True column deletion, not selecting all columns that you want
Okay, so you can use the cut command, however it still isn't the deletion of said column, its selection of the columns you want, which does have an infinite column option. So one solution if you wanted to select the 2nd column and then every column from 4 onwards is:
cut -f 2,4- file.txt
However I am still interested to know if there's an actual deletion command?
While awk
doesn't have a function to actually delete a field from a line, you can set particular column(s) to the empty string.

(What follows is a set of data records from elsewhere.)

PR #52, opened 2021-03-17
Remove old incorrect commit

deantvv:
Issue #142 on toml-rs is already solved and is no longer the reason to parse to toml `Value`. 
The reason why this is needed is to sort the manifest.


LukeMathWalker (approved):
Thanks!

Issue #35, opened 2020-12-20
Changing project version, without changing dependency tree, modifies recipe.json and invalidates cache.


quebin31:
Is this actually the expected behavior?  From my point of view, changing the project version shouldn't affect the overall build of dependencies, but in this case, this information is included in the `recipe.json` file, and even if you don't change the dependency tree this triggers a full rebuild of dependencies since the cache has been invalidated due to the change.

LukeMathWalker:
It definitely should not happen :sweat_smile: 
It should not be too hard to fix, but it might require fiddling around a bit with the manifests.

LukeMathWalker:
Fixed by #53 thanks to @deantvv

PR #53, opened 2021-03-17
Ignore package.version to avoid unnecessary rebuild

deantvv:
In the past, package.version is track in `recipe.json` which will trigger full
project rebuild if package.version is bumped. To fix this issue, this patch
replace package.version to a constant value, so it won't trigger full project
rebuild.

Fix issue #35


LukeMathWalker (approved):

LukeMathWalker:
Thanks 😁

PR #1741, opened 2021-11-06
Added description when mouseover on ce and c.

Flre-fly:
-
-
-

-
-
-


mcooley:
It looks like you're suggesting adding a tooltip to the "C" and "CE" buttons. This would be a significant change compared to the current design, and we would prefer to follow the [new feature process](https://github.com/microsoft/calculator/blob/master/docs/NewFeatureProcess.md) for this.

Personally, I think tooltips on these buttons could be distracting more often than they would be helpful. If you think there are reasons we should add tooltips that we haven't considered, feel free to open an issue in this repo.

Issue #379, opened 2019-03-25
Proposal to modernize the architecture of Unit Conversions


rudyhuyn:
# Problem Statement

There are two flaws with the way the calculator currently manages unit conversions: 
- The way unit conversion is managed doesn’t allow us to support new scenarios (future but also already identified by the community), restricting the possibilities and innovations.
- It's obvious, the current code has a long history and some technical choices from the past don’t make sense anymore, making the code inefficient and challenging to understand/modify.

Here is a proposal for improvements to calculator management of unit conversions, and for clearing the path for new features going forward.

This proposal is a work-in-progress, some of the changes will lead to a big refactoring of a part of the application. Before even starting to modify how unit conversion works, let's list all the future needs we will have to be sure to suit all of them and let's debate about the different actions in comments. Don't hesitate to share your ideas and feedback, this document will be regularly updated to take into account your suggestions.

# Goal

This proposal is a work-in-progress, some of the changes will lead to a big refactoring of a part of the application. Before even starting to modify how unit conversion works, let's debate and list all the future needs we will have to be sure to suit all of them and let's debate about the different actions in comments. Don't hesitate to share your ideas and feedback, this document will be regularly updated to take into account your suggestions.

# Proposal

## Simplify Data Loader + merge Unit and UnitData.

When the user opens one of the converters, `UnitConverterViewModel` creates a `UnitConverter` object, hosting 2 Data loaders: `UnitConverterDataLoader` and `CurrencyConverterDataLoader`. To simplify our analysis, we can ignore the second data loader, but there are still many issues from the first data loader.

The `UnitConverterDataLoader` hosts 2 main objects: 

- A `map<CategoryId, vector<Unit>>`:
  - `Unit` objects containing:
    - Unit Id
    - Name (string)
    - Abbreviation (string)
    - (+ an order via `OrderedUnit`)
- A list of `UnitData`:
  - `UnitData` objects containing:
    - Category Id
    - Unit Id
    - A Factor (double) representing the value of the unit measured in an unspecified base unit used by all UnitData from the same category.

Even if these 2 collections are static and hosted by the same class, they have data redundancy, with the association Category↔Unit being defined by the `map<CategoryId, Unit>` but also by the `UnitData`.

The only valuable information hosted by `UnitData` is `Factor` and we have no reason to prevent us from merging `Unit` and `UnitData` and creating a single object containing all the necessary information to fully describe a unit:

| Unit                  |
|-----------------------|
| Unit Id               |
[...]

PR #1743, opened 2021-11-15
Code cleanup: Use number formatting utilities from the standard library

mcooley:
We should avoid using the `NumberFormattingUtils` class in CalcManager. The standard libraries in both C# and C++ offer number-formatting functionality, and we should use that where possible.

This PR removes all use of NumberFormattingUtils from Graphing Calculator code, so the only remaining code that uses it is in unit converter. Unit converter has many other problems (see #379), so I didn't attempt to refactor it in this PR.

There are three areas that changed:
- Remove "fixed point with trimmed trailing zeros" formatting from the Graphing Calculator share output. Instead, use C#'s `double.ToString()`, which defaults to the general ("G") format. The notable change in behavior vs. the previous behavior is that scientific notation might be used if it enables a shorter output, although this should be rare since numbers of this magnitude are hard to input in the UI.
- Remove "fixed point with trimmed trailing zeros" formatting from the Graph Settings code. Instead, use the default format of wostringstream, which is also a "general"-type format. Again, this changes behavior so scientific notation could be used, so we also need to change the code where these numbers are parsed back to doubles to use wistringstream, which can handle the scientific notation format.
- Finally, move NumberFormattingUtils to the UnitConversionManager namespace. This indicates that it's intended for use only in the existing UnitConversionManager code and can be deleted if that code is refactored or removed.


rameeznaufal (approved):

mcooley:
This is a low-priority cleanup PR which is not urgent, but I'd also like to get it merged before I forget all the details about how it works :) @tian-lt @hanzhang54 @guominrui can one of you review this sometime soon?

hanzhang54 (approved):
Thanks Matt! It looks good to me. 😊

However, there is a common trick which can be used to delete columns (e.g. columns 5 and 7):
awk '{$5=$7="" ; $0=$0;$1=$1}1'
The $0=$0;$1=1
sets $0 to itself and $1 to itself. This has the side-effect of removing any extra field delimiters (i.e. the delimiters that would otherwise exist immediately after the now-empty fields $5 and $7)
NOTE: this will also convert all the field separators in $0 to whatever the Output Field Separator (OFS) is currently set to (e.g. with default FS and OFS, it will convert multiple tabs and spaces between fields to a single space)
With perl
, it's much easier. It does have a function (splice()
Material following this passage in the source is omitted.